Ginger, Mint Springrolls & Adaptogenic, Lemon Balm Dressing


With the heat of summer in near full swing, I'm not typically in the mood for a heavy duty meal.. or really much of anything other than lazing about while reading or Netflix and rosé. I'll admit that I'm not much of a summer person. There's something about the combo of endless sun, heat and an over abundance of fun that really overwhelms me. Reading back on previous posts, it may seem like I host a discomfort for every season but this is not true; I love spring, autumn and cool, foggy days. Basically, I can't handle extremes but I have an appreciation for each season regardless of what I say. (I'm from New England. If we can't complain about the weather, what's the point?) Changing up my meal routines with the seasons is a great way for me to remain present with the land and in my own body. Plus, summer is prefect for finding fresh flowers, fruits and vegetables to add to every meal. 

Most of the herbs used in this recipe are gut healthy and perfect for summer sluggishness. The dressing was inspired by a traditional tzatziki  sauce with a few herbal updates. You can always sub the shatavari with another powdered adaptogenic herb (ashwaganda, maca etc) or add mint if you don't have fresh lemon balm on hand. Most farmers markets carry edible flowers these days, so keep an eye out next time you're out and about. 

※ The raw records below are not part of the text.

PR #204, opened 2023-12-06
Disconnect and reconnect stream on background

fabriguespe:
After running some tests, the `stream` fails silently after 4-10 minutes of the app being in the background.

I've implemented a solution addressing streams intermittently stopping after the app is backgrounded and re-foregrounded. The solution involves listening for specific app state notifications and managing the stream accordingly.

Here's the relevant code:

```swift
// Rest of the code ...
func startStream() {
  streamTask = Task {
	  do {
		  for try await message in conversation.streamMessages() {
			  let content: String = try message.content()
			  print("Received message: \(content)")
			  await MainActor.run {
				  messages.append(message)
			  }
		  }
	  } catch {
		  print("Error in message stream: \(error)")
	  }
     }	
}
// Rest of the code ...
.onReceive(NotificationCenter.default.publisher(for: UIApplication.willResignActiveNotification)) { in
 streamTask?.cancel()
}
.onReceive(NotificationCenter.default.publisher(for: UIApplication.willEnterForegroundNotification)) { in
  Task{
    await loadMessages()
    startStreamTask()
  }
}
```
In this code:

1. We listen for the `UIApplication.willResignActiveNotification` notification. When this notification is received, indicating the app is moving to the background, we cancel the `streamTask`, effectively stopping the stream.

2. We also listen for the `UIApplication.willEnterForegroundNotification` notification. When this notification is received, indicating the app is moving to the foreground, we create a new task that loads the messages and starts the stream again.

This approach ensures that the stream is properly managed when the app transitions between the foreground and background states, preventing it from 'dying' silently without errors.


fabriguespe:
Added a method for starting the app from a private key for faster testing

```swift
    func dataFromHexString(_ hex: String) -> Data? {
        var data = Data(capacity: hex.count / 2)
        var buffer = 0
        var index = 0
        for char in hex {
            if let value = char.hexDigitValue {
                if index % 2 == 0 {
                    buffer = value << 4
                } else {
                    buffer |= value
                    data.append(UInt8(buffer))
                }
                index += 1
            } else {
                return nil
            }
        }
        return data
    }
	func generateWalletWithPrivateKeys() {
    Task {
        do {
			let privateKeyString = "key" // Your PrivateKey instance here
            // Function to convert hex string to Data
            
            
            if let privateKeyData = dataFromHexString(privateKeyString) {
				let privateKey = try PrivateKey(privateKeyData)
            let client = try await Client.create(account: privateKey, options: ClientOptions(api: .init(env: .production)))
            
			
            print(client.address)
            let keysData = try client.privateKeyBundle.serializedData()
            Persistence().saveKeys(keysData)

            await MainActor.run {
                self.status = .connected(client)
            }
			} else {
				// Handle the error case where the hex string couldn't be converted to Data
			}
           
            
        } catch {
            await MainActor.run {
                self.status = .error("Error generating wallet: \(error)")
            }
        }
    }
	}
```

XMTPiOSExample/XMTPiOSExample/ContentView.swift
```diff
@@ -66,12 +53,113 @@ struct ContentView: View {
...
+    }
+	}
 	func generateWallet() {
 		Task {
 			do {
 				let wallet = try PrivateKey.generate()
-				let client = try await Client.create(account: wallet, options: .init(api: .init(env: .dev, isSecure: true, appVersion: "XMTPTest/v1.0.0")))
-
+				let client = try await Client.create(account: wallet, options: .init(api: .init(env: .production, isSecure: true, appVersion: "XMTPTest/v1.0.0")))
+                print (client.address);
```
nakajima, line 162: Do we need these changes?

XMTPiOSExample/XMTPiOSExample/ContentView.swift
```diff
@@ -66,12 +53,113 @@ struct ContentView: View {
...
+            } else {
+                return nil
+            }
+        }
+        return data
+    }
+	func generateWalletWithPrivateKeys() {
+    Task {
+        do {
+			let privateKeyString = "67633be8c32db5414951db4a9ea9734b1214f8f5ca15d6b16818c0b4ee864653" // Your PrivateKey instance here
```
nakajima, line 129: Do we actually want to commit this private key?

PR #207, opened 2023-12-07
Generate docs content to Pages

fabriguespe:
Fixed SDK docs [issues](https://github.com/xmtp/xmtp-ios/issues) while doing docs deployment

- [Preview](https://xmtp.github.io/xmtp-ios/)

```yml
name: Deploy docs content to GitHub Pages

on:
  push:
    branches: ["main", "docs", "docs_build_v1"]
  workflow_dispatch:

permissions:
  contents: read
  pages: write
  id-token: write

concurrency:
  group: "pages"
  cancel-in-progress: false

jobs:
  deploy:
    environment:
      name: github-pages
      url: ${{ steps.deployment.outputs.page_url }}
    runs-on: macos-12
    steps:
      - uses: actions/checkout@v3

      - name: Set up Ruby
        uses: ruby/setup-ruby@v1
        with:
          ruby-version: 3.0

      - name: Cache Ruby gems
        uses: actions/cache@v2
        with:
          path: vendor/bundle
          key: ${{ runner.os }}-gems-${{ hashFiles('**/Gemfile.lock') }}
          restore-keys: |
            ${{ runner.os }}-gems-

      - name: Install Jazzy
        run: |
          bundle config path vendor/bundle
          bundle add jazzy

      - name: Generate documentation
        run: bundle exec jazzy --output ./docs --theme=fullwidth

      - name: Setup Pages
        uses: actions/configure-pages@v3

      - name: Upload artifact
        uses: actions/upload-pages-artifact@v1
        with:
          path: "./docs"

      - name: Deploy to GitHub Pages
        id: deployment
        uses: actions/deploy-pages@v2
```

To run this locally:

```
gem install jazzy
jazzy --output ./docs --theme=fullwidth
```


.github/workflows/docs.yml
```diff
@@ -0,0 +1,57 @@
+name: Deploy docs content to Pages 2
+
+on:
+  push:
+    branches: ["docs_build_v1"]
```
nplasterer, line 5: We probably want this to actually normally happen on pushes to main 

```suggestion
    branches: ["main", "docs_build_v1"]
```

.github/workflows/docs.yml
```diff
@@ -0,0 +1,57 @@
+name: Deploy docs content to Pages 2
```
nplasterer, line 1:
```suggestion
name: Deploy docs content to GitHub Pages
```

Sources/XMTP/Client.swift
```diff
@@ -42,7 +42,7 @@ public struct ClientOptions {
 	}
 }
 
-/// Client is the entrypoint into the XMTP SDK.
+/// Client is the entrypoint into the XMTP SDK.  v2
```
nplasterer, line 45:
```suggestion
/// Client is the entrypoint into the XMTP SDK.
```

Gemfile
```diff
@@ -0,0 +1,2 @@
+source 'https://rubygems.org'
+gem 'jazzy'
```
nplasterer, line 2: I don't know enough about iOS development to know if this would be an issue cc @nakajima

nplasterer (commented):
Nice! Seems to be working. I'd suggest deleting the old docs deployment action so we don't have two running https://github.com/xmtp/xmtp-ios/blob/main/.github/workflows/build-docs.yml

Gemfile
nakajima: Seems fine to me.

nakajima (approved):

You can read more about gut healthy herbs in my newest zine, Trust Your Gut. Get a copy here. 


Mint (Mentha)
Soothing to the digestive tract, mint is considered to be a carminative which is an herb that promotes digestion and eases flatulence. Stimulates the mind and cools the body. 

Ginger (zingiber officinale)

Warming and stimulating to the digestive system, ginger is an extremely versatile herb medicinally and in the kitchen. Ginger is also helpful for easing nausea and morning sickness. 

Lemon Balm (melissa officinalis)

A calming and soul soothing nervine*, lemon balm is excellent for easing emotional stress and physical exhaust due to nervousness. The aromatic properties of lemon balm can stimulate the mind while soothing anxiety. 

Shatavari (asparagus racemosus)

Sometimes called the "queen of herbs" in Ayruvedic medicine, shatavari is a valuable adaptogenic herb for balancing hormones while increasing strength. Also, beneficial for soothing the digestive tract and cooling excess pitta (fire). 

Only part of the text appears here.